With this acquisition, Thales will add circa $500 million of revenue and significantly expand its data and application security offering. The combination of Thales and Imperva’s operations will create a world-class global cybersecurity portfolio structured around 3 product areas: Identity (Thales), Data security (Thales and Imperva), and Application security (Imperva).
Thales and Imperva will combine their respective strengths. Increased capabilities are notably expected in protecting data at rest and in use, complementing Thales’ know-how in data in motion.
Imperva and Thales will also benefit from their strong complementarity and cultural fit in terms of clients and addressable markets. The combination is expected to yield significant commercial opportunities within the existing client base and revenue synergies in the years ahead.
Thales estimates that the combination will generate c.$110 million of pre-tax run-rate synergies, including $50 million of cost synergies and $60 million linked to revenue synergies.
In its growth context and subject to forthcoming social processes, Thales plans to regroup, as of January 1st, 2024, all its civil cyber activities (currently split between its Digital Identity & Security (DIS) and Defense & Security operating segments) within DIS. This will further strengthen DIS’ position as a go-to player for civil cybersecurity products and solutions and facilitate the capture of synergies within the full portfolio.
Following the acquisitions of Imperva and Tesserent, global cybersecurity products and services will represent 44% of Thales Digital Identity & Security segment sales in 2024, addressing a $36 Billion Total Addressable Market, representing a 60% increase compared to the previous situation.
This acquisition allows the Group to set new financial targets for DIS. Over the 2024-2027 period, DIS sales are now expected to grow annually by 6-7% on an organic basis to reach a level of sales between €5.4 to €5.5 billion in 2027. Its EBIT margin should reach 16.5% by the same horizon.
Given Imperva’s very attractive business model, the transaction will be immediately accretive to Thales’ growth and margin profile. The acquisition price represents a 6.1x 2024 EV / revenue multiple, in line with precedent transactions and trading multiples of cybersecurity peers with similar profitable financial profiles. It corresponds to an implied 17x 2024 EBIT multiple post-run-rate synergies and a 13x 2027 EBIT multiple post-run-rate synergies.

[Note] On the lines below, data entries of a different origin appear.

PR #94, opened 2026-05-28
fix(daemon): verify license signature before expiration check

RevealUIStudio:
## What
Reorder `verifyLicenseJWT` so signature verification happens **before** the temporal `now > exp` comparison. The cheap syntactic `exp`-claim-type validation stays where it is.

## Why
Codex P1 on PR #93 (Verify signature before returning `expired`):

> Move the expiration classification behind signature verification, otherwise any syntactically valid JWT with a past `exp` is treated as `code: 'expired'` even when the signature is invalid. In this commit, `evaluateLicense()` maps `expired` to fail-closed startup behavior, so a mistyped/forged token with stale claims now prevents daemon startup instead of falling back to degraded free mode (the documented behavior for invalid signatures).

This is real — verified by reading `packages/daemon/src/license-crypto.ts` (expiry check at the old line ~158 fired before the signature check at the old line ~188) and `packages/daemon/src/license.ts` (`evaluateLicense()` maps `code === 'expired'` to fail-closed via `LicenseExpiredError`).

## Change

`packages/daemon/src/license-crypto.ts`:
- `exp`-claim **type** validation stays early (returns `invalid-claim` for non-numeric exp).
- `now > exp` **temporal** check moved to after signature + iss + aud + nbf + revocation.
- Added inline comments explaining both halves so a future reader doesn't re-flatten them.

`packages/daemon/src/__tests__/license-expiry.test.ts`:
- New `describe('verifyLicenseJWT — signature precedes expiration check ...')`:
  - forged token + past exp → `code: 'invalid-signature'` (proves the fix)
  - forged token + future exp → `code: 'invalid-signature'` (regression)
  - properly-signed expired token → `code: 'expired'` (preserved)

## Validation
- All existing tests use the matching signer/vendor keypair (helper at `test-license-helper.ts`), so they continue to hit the legitimate `'expired'` path.
- New tests directly exercise the forged-expired class that motivates the reorder.
- Local typecheck/test deferred to CI (constrained workstation per fleet practice).

## Out of scope
- The other early-return codes (`invalid-format`, `unsupported-algorithm`, `invalid-tier`, `invalid-claim`) are syntactic and don't leak license state — they stay early. Codex's concern was specifically about `expired` reaching callers ahead of signature verification.

### DIFF
--- a/packages/daemon/src/__tests__/flows.test.ts
+++ b/packages/daemon/src/__tests__/flows.test.ts
@@ -169,8 +169,17 @@ describe('verifyLicenseJWT — negative cases', () => {
 
     const now = Math.floor(Date.now() / 1000);
     const header = Buffer.from(JSON.stringify({ alg: 'EdDSA', typ: 'JWT' })).toString('base64url');
+    // iss/aud required: temporal expiry now runs AFTER signature + iss + aud
+    // verification (see verifyLicenseJWT comments). Without them this would
+    // fall through to 'invalid iss' before the expiry check.
     const payloadB64 = Buffer.from(
-      JSON.stringify({ tier: 'pro', iat: now - 7200, exp: now - 3600 }),
+      JSON.stringify({
+        tier: 'pro',
+        iat: now - 7200,
+        exp: now - 3600,
+        iss: 'https://revealui.com',
+        aud: 'revealui-license',
+      }),
     ).toString('base64url');
     const message = `${header}.${payloadB64}`;
     const sig = sign(null, Buffer.from(message), privateKey).toString('base64url');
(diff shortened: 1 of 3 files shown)


RevealUIStudio:
Codex P2 acknowledged. The `flows.test.ts` "rejects an expired JWT" fixture is updated in commit b75fe5b to include the required `iss`/`aud` claims — the test now exercises what its name promises (an expired JWT, with no other claim defects).

Design note: the temporal expiry check sits after signature/iss/aud/nbf/revocation rather than immediately after signature so each fault returns its most-specific code (signature → iss → aud → nbf → revoked → expired). Codex's just-after-signature placement would also be correct in terms of the fail-closed-on-forged property; this placement just preserves more granular fault reporting.

PR #103, opened 2026-06-12
test(studio): Rust integration tests vs real daemon + CI (A5)

RevealUIStudio:
## What

Closes launch-plan task **A5 — Rust integration tests (Tauri bridge ↔ real daemon)**, the last open W1 agent task besides Console productization.

Two integration binaries under `apps/studio/src-tauri/tests/`, both driving a **real daemon child** (`node packages/daemon/dist/cli.js`) over a Unix socket:

**`harness_integration.rs`** — the Rust JSON-RPC client end to end:
- full free-tier round-trip: `ping` → `ensure_session` (register) → `harness.health` (with the injected `actorAgentId`) → `session.list`
- unreachable socket → error **after the retry ladder actually elapses** (asserted via wall-clock lower bound on the 100ms+500ms backoff)
- hard-kill the daemon, replace it on the same socket path → next call succeeds (fresh-connection-per-call resilience). This deliberately **replaces** the spec'd "daemon starts after 1s succeeds" idea — that test races daemon boot time against a ~600ms retry window and would flake; restart-survival proves the same property deterministically.
- RPC-level errors (unknown method) returned immediately, not retried

**`daemon_ctl_integration.rs`** — lifecycle commands as a customer install resolves them: `REVDEV_DAEMON_BIN` shim that `exec`s node (spawned pid IS the daemon pid), `daemon_status` (down) → `daemon_start` (internally polls ping) → `status` (running + reachable, pid matches) → double-start refused → `daemon_stop` (SIGTERM via pid file) → down. Plus clean failure on a broken binary path. Drop guards SIGTERM leftovers so CI never leaks node processes.

**Scope note (honest):** the daemon license-gates `tasks.*`/`mail.*` (pro+); these tests run it deterministic free-tier (license env stripped in the spawn). Transport semantics — timeout, retry, framing, error mapping — are method-agnostic, which is what this suite exists to prove.

## CI

New `studio-rust-tests.yml`:
- **path-filtered** (`apps/studio/src-tauri/**`, `packages/daemon/**`, `packages/protocol/**`, itself) — compiling `studio_lib` pulls tauri + vendored libgit2/openssl; too heavy to run on every PR
- SHA-pinned actions copied from `studio-release.yml`; `swatinem/rust-cache`; daemon built first; empty `apps/studio/dist` created (tauri-build's codegen requires `frontendDist` to exist)
- `--test-threads=1` — the socket override env (`REVDEV_TEST_SOCKET` / `REVDEV_DAEMON_*`) is process-global
- **deliberately NOT a required check** — path-filtered workflows report SKIPPED on unrelated PRs, and SKIPPED blocks merges when required

`lib.rs` exposes `harness` + `daemon_ctl` as `pub` (integration-test boundary). Tokio added as a dev-dependency (no Cargo.lock delta — already resolved via tauri).

**Verification:** Rust is validated by this PR's `Studio Rust Tests` run (first run is cold-cache, expect ~10–20 min). The 4GB local WSL box cannot compile the tauri graph — per the workstation constraint, CI is the compile arbiter; I did not run cargo locally and this PR should merge only on a green `Rust Integration` job.

## Plan

`docs/PLAN.md`: A5 → ✅ SHIPPED with the scope rationale. W1 agent tasks now: A1 ✅ A2 ✅ A4 ✅ A5 ✅, A3 superseded by W3, A6 (Console) open P3.


RevealUIStudio:
First CI run surfaced a **real production bug** in `daemon_ctl` (exactly what this suite exists for):

`daemon_lifecycle_start_status_stop` failed with `Daemon PID 26690 did not exit within 10s` — but the daemon **had** exited cleanly on the first SIGTERM. `daemon_start` spawns the daemon and drops the `Child` handle without ever `wait()`ing on it, so the exited daemon lingers as a **zombie** of the parent (Studio in production, the test binary here). `is_pid_alive` uses `kill(pid, 0)`, which counts zombies as alive → `daemon_stop` times out reporting a daemon that is already dead. A Studio user clicking Stop would hit the same false error.

Fix (in this PR, `daemon_ctl.rs`): a detached reaper thread `wait()`s on the spawned child, so the zombie is collected the moment it exits and `kill(pid, 0)` correctly returns ESRCH. `harness_integration` (4/4) and `daemon_start_fails_cleanly_when_binary_is_broken` passed on the first run; re-running for the lifecycle test.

Following the transaction, Thales expects to maintain its solid investment grade profile, with a pro forma 2024 leverage ratio of ~0.7x, in line with the Group’s disciplined capital deployment strategy. Thales confirms its attractive capital allocation policy with a target dividend pay-out ratio of 40%, in line with previous years, and the continuation of its ongoing share buy-back program.
The transaction’s closing is expected by the beginning of 2024, subject to the completion of customary antitrust and regulatory approvals.